"No, not really."
Reacher said, "I'm thinking that if I don't know the person who made the deposit, then it's a thousand and thirty bucks' worth of a mistake. But if I do know the person, it might be a call for help."
"I still don't understand."
"Look at how it's written. It might be a ten-thirty radio code, not a thousand and thirty dollars. Look at it on paper."
"Wouldn't this person just have called you on the phone?"
"I don't have a phone."
"An e-mail, then? Or a telegram. Or even a letter."
"I don't have addresses for any of those things."
"So how do we contact you, usually?"
"A credit into your bank would be a very odd way of communicating."
"It might be the only way."
"A very difficult way. Someone would have to trace your account."

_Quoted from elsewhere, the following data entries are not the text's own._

PR #542, opened 2022-10-18
Correct / tidy up / comment calibration code.

graydon:
This does a bit of refactoring, commenting and correcting calibration routines. It also adds the ability to run a single calibration benchmark by name by passing it on the command line.

### DIFF
--- a/soroban-env-host/src/host.rs
+++ b/soroban-env-host/src/host.rs
@@ -634,9 +634,10 @@ impl Host {
 
     pub(crate) fn charge_for_new_host_object(
         &self,
+        prev_len: usize,
         ho: HostObject,
     ) -> Result<HostObject, HostError> {
-        self.charge_budget(CostType::HostObjAllocSlot, 1)?;
+        self.charge_budget(CostType::HostObjAllocSlot, prev_len as u64)?;
         match &ho {
             HostObject::Vec(v) => {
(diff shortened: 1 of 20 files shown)


soroban-env-host/src/host.rs
```diff
@@ -634,9 +634,10 @@ impl Host {
 
     pub(crate) fn charge_for_new_host_object(
         &self,
+        handle: usize,
         ho: HostObject,
     ) -> Result<HostObject, HostError> {
-        self.charge_budget(CostType::HostObjAllocSlot, 1)?;
+        self.charge_budget(CostType::HostObjAllocSlot, handle as u64)?;
```
leighmcculloch, line 640: I think this is the first place we are passing a handle around outside of a `RawVal` or an `Object`. Given that `Object` is almost free, it might be worth passing the handle around as an `Object` and extracting its handle at this line.

leighmcculloch (commented):
I didn't review the benchmark logic in detail, but have one concern with the change in the host. But I don't feel strongly and doesn't need to block if you disagree.

soroban-env-host/src/host.rs
graydon: It's a synonym for "size of the object array" here -- the handle allocated is always "the previous size of the array". I can rename it for clarity.

PR #1111, opened 2026-07-06
DAH-2329, read soft_limit_price_rate from shared config

arhangel66:
## What

The validator's unrented soft price limit multiplier was a local constant
`SOFT_LIMIT_PRICE_RATE = 1.1` in `incentive/rental_price.py`, duplicating the
same value published by compute-app in `core/constants.py`. This makes the
validator consume it from shared config instead, so there is a single source of
truth (compute-app publishes it via `/v1/shared-config`).

## Changes

- `incentive/rental_price.py`: drop the local `SOFT_LIMIT_PRICE_RATE` constant;
  read `shared_client.config.soft_limit_price_rate` at each use site (mirrors how
  `machine_prices_p90` is already consumed).
- `core/config.py`: update the comment referencing the old constant.
- `pyproject.toml` + `pdm.lock`: bump `lium-core` to `>=0.1.5` (the release that
  adds the `soft_limit_price_rate` field, backward-compatible default 1.1).

No behavior change: the published value is 1.1, identical to the dropped constant.

## Testing

`pdm run pytest` — 850 passed, 8 skipped locally (incl. rental price incentive
flow + prod snapshot; the value 1.1 is unchanged so snapshots are identical).

## Related

- lium-core 0.1.5 (adds `soft_limit_price_rate`) — released to PyPI.
- compute-app DAH-2329 (#729) publishes the field and reads it via a single
  in-process SharedConfig surface.

### DIFF
--- a/neurons/validators/pdm.lock
+++ b/neurons/validators/pdm.lock
@@ -5,7 +5,7 @@
 groups = ["default", "dev"]
 strategy = ["inherit_metadata"]
 lock_version = "4.5.0"
-content_hash = "sha256:d24a3d057bc9c825d6ab5680ea10aa99d0c5f1c996ac2154060c0ad1bbf4f506"
+content_hash = "sha256:ff6cbbf6ebdde7685ac77880b448c3dea112370c47d69cf26597dad37c257760"
 
 [[metadata.targets]]
 requires_python = ">=3.11,<3.13"
@@ -1245,7 +1245,7 @@ files = [
 
 [[package]]
 name = "lium-core"
-version = "0.1.4"
+version = "0.1.5"
 requires_python = ">=3.11"
 summary = "Shared core library for Lium platform"
 groups = ["default"]
@@ -1254,8 +1254,8 @@ dependencies = [
     "requests>=2.31.0",
 ]
 files = [
-    {file = "lium_core-0.1.4-py3-none-any.whl", hash = "sha256:9a982cbf8f6bb71fd1528e97b97e52083ce37e78b870c530d9d74fe5823c35e0"},
-    {file = "lium_core-0.1.4.tar.gz", hash = "sha256:d96692168011cb278478a5d044e4d62ac8994309551da9097d1d095e64b9fb7e"},
+    {file = "lium_core-0.1.5-py3-none-any.whl", hash = "sha256:62b718d9dfb029c897330765d769a0af1a69fc54cc43fe2cd11df96a55fa5b87"},
+    {file = "lium_core-0.1.5.tar.gz", hash = "sha256:0fda76ca77cee5a5376efef3bb0fda5efc63d54a57725086bf635210a61e8b7e"},
 ]
 
 [[package]]
--- a/neurons/validators/pyproject.toml
+++ b/neurons/validators/pyproject.toml
@@ -15,7 +15,7 @@ dependencies = [
     "celium-collateral==1.1.6",
     "databases>=0.9.0",
     "datura @ file:///${PROJECT_ROOT}/../../datura",
-    "lium-core>=0.1.4",
+    "lium-core>=0.1.5",
     "fastapi>=0.110.3",
     "pydantic>=2.11.7",
     "pydantic-settings>=2.10.1",
--- a/neurons/validators/src/core/config.py
+++ b/neurons/validators/src/core/config.py
@@ -176,7 +176,7 @@ class Settings(BaseSettings):
     SSH_DEBUG_LOGGING: bool = Field(env="SSH_DEBUG_LOGGING", default=True, description="Enable verbose asyncssh SSH handshake debug logging")
 
     # DAH-2250 — unrented incentive soft price limit. When True, an unrented executor
-    # whose price_per_gpu exceeds market p90 * SOFT_LIMIT_PRICE_RATE loses the unrented
+    # whose price_per_gpu exceeds market p90 * soft_limit_price_rate loses the unrented
     # rental incentive while staying active. When False, the breach is only logged
     # (shadow mode) so prod impact can be observed before enforcing.
     ENABLE_UNRENTED_SOFT_PRICE_LIMIT: bool = Field(env="ENABLE_UNRENTED_SOFT_PRICE_LIMIT", default=False)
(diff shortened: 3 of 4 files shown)


surcyf123:
Triage: @arhangel66 — draft, 64 days idle, CI failing, conflicting (DAH-2329 soft_limit_price_rate from shared config). Still wanted?

surcyf123:
Value audit (SO §69, Rustam asked 15 Sep 11:30Z to re-check every open PR): Mikhail: no behavior change (1.1 stays 1.1) and it needs a lium-core bump; draft 10 weeks; fold the shared-config read into the next rental_price change instead; propose closing

Numbers: size +11/-15 files=4; value 0 behavior change; risk money.

surcyf123:
**Fresh review of `39b7e40d`: findings, 2 low. No medium or high, so nothing blocks.**

The head didn't move: I reviewed `39b7e40d`, as expected.

### Findings

**1. low: the PR as a whole. lium-io#1445 duplicates this change.**
#1445, opened 11:14Z, says it "takes over #1111 (DAH-2329)". Its `src/` diff against this head is a single type annotation (`rate: float =` at `rental_price.py:262`). lium-platform#648's body at `4cf9a2e` now names #1445 as the validator half. Two open PRs edit the same four lines, so whichever merges second will conflict, and the flip gate in #648 points at only one of them.
*Fix:* decide which one ships. Close #1111 in favour of #1445, or close #1445 and point #648 back here. There's no code change to make either way.

**2. low: `neurons/validators/tests/test_unrented_soft_price_limit.py:100` (and lines 102, 113 and 122), plus the body's "Pairs with" section. They describe 1.5, but #648 now serves 1.25.**
The comment says "compute-app serves 1.5 with PRICE_LIMITS_RAISED_ENABLED on (lium-platform#648)", but #648's raised soft rate is 1.25 since `4cf9a2e`. The tests are still correct, because they pin whatever rate is served. Only the comment and the body are stale.
*Fix:* use 1.25 in the comment and test values (threshold 2.0 × 1.25 = 2.50, over at 2.51, log "x 1.25)"), and update the body. Optionally, add a test that a served config without `soft_limit_price_rate` gates at 1.1.

### Checks (all at `39b7e40d`)
- **Rebase resolution:** against the merge base `11ed407d`, `pyproject.toml` and `pdm.lock` are unchanged; main's side was taken, and lium-core resolves to 0.1.8 from PyPI. In `rental_price.py`, only the `SOFT_LIMIT_PRICE_RATE` block is removed, and main's DAH-2520/2546/2715 gate constants and models are kept whole.
- **The hidden conflict:** main's enforcement path at `rental_price.py:940` now passes `shared_client.config.soft_limit_price_rate` to `no_payout_because_price_above_market_soft_limit`. The gate (`:256`) and the structured log (`:262`) read it too. Nothing in the repo still references `SOFT_LIMIT_PRICE_RATE`.
- **Main has moved since the rebase:** 5 commits, including #1414, which adds 76 lines to `rental_price.py`. Merging `origin/main` at `5754d83a` is clean. The merged tree has no leftover constant; the enforcement call is at `:1015`.
- **Fallback when the field is missing:** in PyPI lium-core 0.1.8, `SharedConfig.soft_limit_price_rate` defaults to 1.1, and `DEFAULT_SHARED_CONFIG.soft_limit_price_rate` is 1.1. Checked by hand: a served config without the field validates to 1.1, and a served 1.25 stays 1.25. If the first fetch fails, the client uses `DEFAULT_SHARED_CONFIG`; if a refresh fails, it keeps the last good config. So with #648's flags off, or against an older backend, behaviour is unchanged.
- **Compatibility with #648's flags:** only `soft_limit_price_rate` (`PRICE_LIMITS_RAISED_ENABLED`) is read here. The hard flag (`machine_max_price_rate`) is already read live at `score_calculator.py:56`. In a scratch test at #648's current 1.25, the threshold is p90 × 1.25 and the log quotes "x 1.25)"; that plus the existing file passed 24 of 24.
- **Validator suite with the CI env** (`.github/workflows/test.yml`: the wallet names, sqlite URIs, `ENABLE_TDX_ATTESTATION=True`, `TDX_VERIFIER_URL`), run on Linux with Python 3.11 and `pdm install`: the head gives 2813 passed and 15 skipped. #1111 merged into main `5754d83a` gives 2883 passed and 15 skipped.
- **CI (Actions runs at `39b7e40d`):** Tests succeeded (Validators Tests, both ruff jobs, `tests-ok`), and CodeQL succeeded. The PR is a draft.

"That's my point," Reacher said. "It would take a smart and resourceful person to do it. And if a smart and resourceful person needs to ask for help, there's big trouble somewhere."
"It would be expensive, too. Someone would be out more than a thousand dollars."
"Exactly. The person would have to be smart and resourceful and desperate."
Silence on the phone. Then: "Can't you just make a list of who it might be and try them all?"
"I worked with a lot of smart people. Most of them a very long time ago. It would take me weeks to track them all down. Then it might be too late. And I don't have a phone anyway."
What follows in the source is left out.